The federal policy of the time was one of assimilation. Her older sister’s niece was raised by one German parent and one parent of unknown ethnicity in Alaska, she said.
That niece has since found her way back to the reservation and has bonded with the family, Returns To War added.
“She said she’s really glad she found us,” said Returns To War. “Because she never experienced the love she’s been getting; the family support and unconditional love.”
Returns To War said her other siblings haven’t reconnected with their children, adding that her sisters regretted giving their kids up for adoption.
“They wondered where their children were, and were they safe,” said Returns To War, noting that the women also hoped their children had connected with their tribal traditions and heritage somehow.
Poor Does Not Equal Dangerous
Ellis said Wyomingites shouldn’t get into the habit of thinking that a well-off foster family would be necessarily better for a Native child than his or her impoverished family.
Responding to stories of sexual and physical violence against children due to foster permanency issues, Ellis said these stories reaffirm the need for child services departments and others to discuss the issues in the proposed task force.
Rep. Lloyd Larsen, R-Lander, co-chairs the legislative Tribal Relations Committee with Ellis and is a key proponent of the task force bill.
Larsen told Cowboy State Daily that while many non-native guardian families are rejoicing at the thought of ICWA being overturned, many native families dread the thought.
“You hear the concerns from tribal members and families across the nation that are crying out and saying, ‘Are we going to revert back to pre-ICWA days when 80% of every (Native) home had one child taken out and placed somewhere else?’” said Larsen.
Larsen said it is a tricky balance, trying to preserve tribal cultures while addressing children’s best interests, but in carrying the bill he hopes to prevent “the pendulum from swinging the other way,” back to forced assimilation.
Political Class, Not Just Race
Larsen in legislative presentations has highlighted the federal government’s position on ICWA in the Supreme Court case against it: that it’s not racial discrimination, but is an inter-governmental law.
The ICWA language treats American Indian children as members of a political class, not merely a race.
The federal government argued before the Supreme Court on Nov. 9 that Congress has the right to deal with off-reservation Indian children as subjects of a “lesser sovereign” – the tribes.

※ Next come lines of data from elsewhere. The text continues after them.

PR #1389, opened 2021-05-04
Configure correctly semanticdb targetroot depending on the dialect

mlachkar:
it makes me release that sourceroot need also to be configured differently if the dialect Scala3.

There are two commits in this PR. The second is a proposition to make the targetroot configurable through the api

### DIFF
--- a/scalafix-cli/src/main/scala/scalafix/internal/v1/Args.scala
+++ b/scalafix-cli/src/main/scala/scalafix/internal/v1/Args.scala
@@ -349,7 +349,7 @@ case class Args(
   def validatedClasspath: Classpath = {
     val targetrootClasspath = semanticdbTargetroot
       .map(_.toString())
-      .orElse(targetrootFromScalacOptions())
+      .orElse(semanticdbOption("targetroot", Some("-semanticdb-target")))
       .map(option => Classpath(option))
       .getOrElse(Classpath(Nil))
     val baseClasspath =
@@ -367,28 +367,30 @@ case class Args(
   def classLoader: ClassLoader =
     ClasspathOps.toOrphanClassLoader(validatedClasspath)
 
-  def semanticdbOption(name: String): Option[String] = {
-    val flag = s"-P:semanticdb:$name:"
-    scalacOptions
-      .filter(_.startsWith(flag))
-      .lastOption
-      .map(_.stripPrefix(flag))
-  }
-
-  def targetrootFromScalacOptions(): Option[String] =
-    dialect match {
-      case ScalafixConfig.Scala2 => semanticdbOption("targetroot")
-      case ScalafixConfig.Scala3 =>
+  private def semanticdbOption(
+      settingInScala2: String,
+      settingInScala3Opt: Option[String]
+  ): Option[String] = {
+    if (scalaVersion.isEmpty || scalaVersion.startsWith("2")) {
+      val flag = s"-P:semanticdb:$settingInScala2:"
+      scalacOptions
+        .filter(_.startsWith(flag))
+        .lastOption
+        .map(_.stripPrefix(flag))
+    } else {
+      settingInScala3Opt.flatMap { settingInScala3 =>
         scalacOptions
           .sliding(2)
           .collectFirst {
-            case h :: last :: Nil if h == "-semanticdb-target" => last
+            case h :: last :: Nil if h == settingInScala3 => last
           }
+      }
     }
+  }
 
   def semanticdbFilterMatcher: FilterMatcher = {
-    val include = semanticdbOption("include")
-    val exclude = semanticdbOption("exclude")
+    val include = semanticdbOption("include", None)
+    val exclude = semanticdbOption("exclude", None)
     (include, exclude) match {
       case (None, None) => FilterMatcher.matchEverything
       case (Some(in), None) => FilterMatcher.include(in)
--- a/scalafix-cli/src/main/scala/scalafix/internal/v1/Args.scala
+++ b/scalafix-cli/src/main/scala/scalafix/internal/v1/Args.scala
@@ -112,9 +112,9 @@ case class Args(
     sourceroot: Option[AbsolutePath] = None,
     @Description(
       "Absolute path passed to semanticdb with -P:semanticdb:targetroot:<path>. " +
-        "Used to locate semanticdb files. Default, Scalafix will try to locate semanticdb files under the classpath"
+        "Used to locate semanticdb files. By default, Scalafix will try to locate semanticdb files in the classpath"
     )
-    targetroot: Option[AbsolutePath] = None,
+    semanticdbTargetroot: Option[AbsolutePath] = None,
     @Description(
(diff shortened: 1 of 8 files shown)


scalafix-cli/src/main/scala/scalafix/internal/v1/Args.scala
```diff
@@ -109,6 +110,11 @@ case class Args(
         "sourceroot. Defaults to current working directory if not provided."
     )
     sourceroot: Option[AbsolutePath] = None,
+    @Description(
+      "Absolute path passed to semanticdb with -P:semanticdb:targetroot:<path>. " +
+        "Used to locate semanticdb files. Default, Scalafix will try to locate semanticdb files under the classpath"
```
bjaglin, line 115:
```suggestion
        "Used to locate semanticdb files. By default, Scalafix will try to locate semanticdb files in the classpath"
```

scalafix-cli/src/main/scala/scalafix/internal/v1/Args.scala
```diff
@@ -109,6 +110,11 @@ case class Args(
...
+    )
+    targetroot: Option[AbsolutePath] = None,
```
bjaglin, line 117: targetroot makes sense as a scalac compiler option, but here it's an input, so I think it should be more explicit
```suggestion
    semanticdbRoot: Option[AbsolutePath] = None,
```

scalafix-interfaces/src/main/java/scalafix/interfaces/ScalafixArguments.java
```diff
@@ -144,6 +144,12 @@ ScalafixArguments withToolClasspath(
      */
     ScalafixArguments withSourceroot(Path path);
 
+    /**
+     * @param path The SemanticDB targetroot path passed via --targetroot. Must match <code>path</code>
+     *             in <code>-Xplugin:semanticdb:targetroot:{path}</path></code> if used.
+     */
+    ScalafixArguments withTargetroot(Path path);
```
bjaglin, line 151: see comment about naming

scalafix-cli/src/main/scala/scalafix/internal/v1/Args.scala
```diff
@@ -367,6 +375,18 @@ case class Args(
...
 
+  def semanticTargetRoot(): Option[String] = {
+    dialect match {
+      case ScalafixConfig.Scala2 => semanticdbOption("targetroot")
+      case ScalafixConfig.Scala3 =>
+        val indexOpt = scalacOptions.zipWithIndex
+          .filter { case (setting, _) => setting == "-semanticdb-target" }
+          .lastOption
+          .map(_._2)
+        indexOpt.flatMap(i => Option(scalacOptions(i + 1)))
```
bjaglin, line 386: can't you use `sliding` to make this more readable and less error-prone?

scalafix-core/src/main/scala/scalafix/internal/config/ScalafixConfig.scala
```diff
@@ -37,5 +37,6 @@ object ScalafixConfig {
     decoder(default)
 
   val Scala2: Dialect = scala.meta.dialects.Scala213
+  val Scala3: Dialect = scala.meta.dialects.Scala3
```
bjaglin, line 40: :+1:

scalafix-cli/src/main/scala/scalafix/internal/v1/Args.scala
mlachkar: or semanticTargetroot?
since we also have sourceroot which also specific to semanticdb options.

bjaglin: Apologies, I didn't see that one! Interestingly, its default does not seem to be infered by the scalacOptions. I guess for symmetry, it makes sense to keep `targetRoot` then, even though I find both options a bit hard to understand for someone not familiar with scalameta. Resolving this

mlachkar: I think it's better to name semanticdbTargetroot. I always had difficulties to understand sourceroot too.

mlachkar: and I agree, it's weird we don't configure semanticdbSourceroot from scalacOptions.

scalafix-cli/src/main/scala/scalafix/internal/v1/Args.scala
```diff
@@ -367,6 +375,17 @@ case class Args(
       .map(_.stripPrefix(flag))
   }
 
+  def targetrootFromScalacOptions(): Option[String] =
+    dialect match {
```
bjaglin, line 379: dialect should be used for parsing source only, I think we should switch on the `scalaVersion` instead

scalafix-cli/src/main/scala/scalafix/internal/v1/Args.scala
```diff
@@ -367,6 +375,17 @@ case class Args(
...
+      case ScalafixConfig.Scala2 => semanticdbOption("targetroot")
```
bjaglin, line 380: `semanticdbOption()` is used in other places - are the other usages valid in scala3? maybe the scala2/scala3 different mappings should be abstracted inside it?

scalafix-cli/src/main/scala/scalafix/internal/v1/Args.scala
mlachkar: ok

mlachkar: I agree with you on this, but the scalaVersion can be empty and it's a little annoying.

mlachkar: actually if we have the scalaVersion, the dialect is easy to deduce.

scalafix-cli/src/main/scala/scalafix/internal/v1/Args.scala
mlachkar: you would prefer something like that ? 
  def semanticdbOption2(settingInScala2: String, settingInScala3: String): Option[String] = {
    if (scalaVersion.isEmpty || scalaVersion.startsWith("2")) {
      val flag = s"-P:semanticdb:$settingInScala2:"
      scalacOptions
        .filter(_.startsWith(flag))
        .lastOption
        .map(_.stripPrefix(flag))
    } else {
      scalacOptions
        .sliding(2)
        .collectFirst {
          case h :: last :: Nil if h == settingInScala3 => last
        }
    }
  }

bjaglin: yes! that would force any client of `semanticdbOption` to specify the scala2/scala3 flags (or maybe there is a pattern to derive one from the other?)

mlachkar: Not really!

bjaglin (approved):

Congress historically has regulated Indian tribes as lesser sovereigns. Should the Supreme Court declare that ICWA is racially discriminatory, the court could upend volumes of Indian law along with it.
The foster families challenging ICWA argued that the law treats native children living off the reservation as a tribal “resource” and “possession.”
Having passed the Senate, SF 94 reached the state House of Representatives on Tuesday but has not yet been assigned to a committee. HB 19 was placed on the House general file Wednesday, but will have to get through both the House and Senate to become law.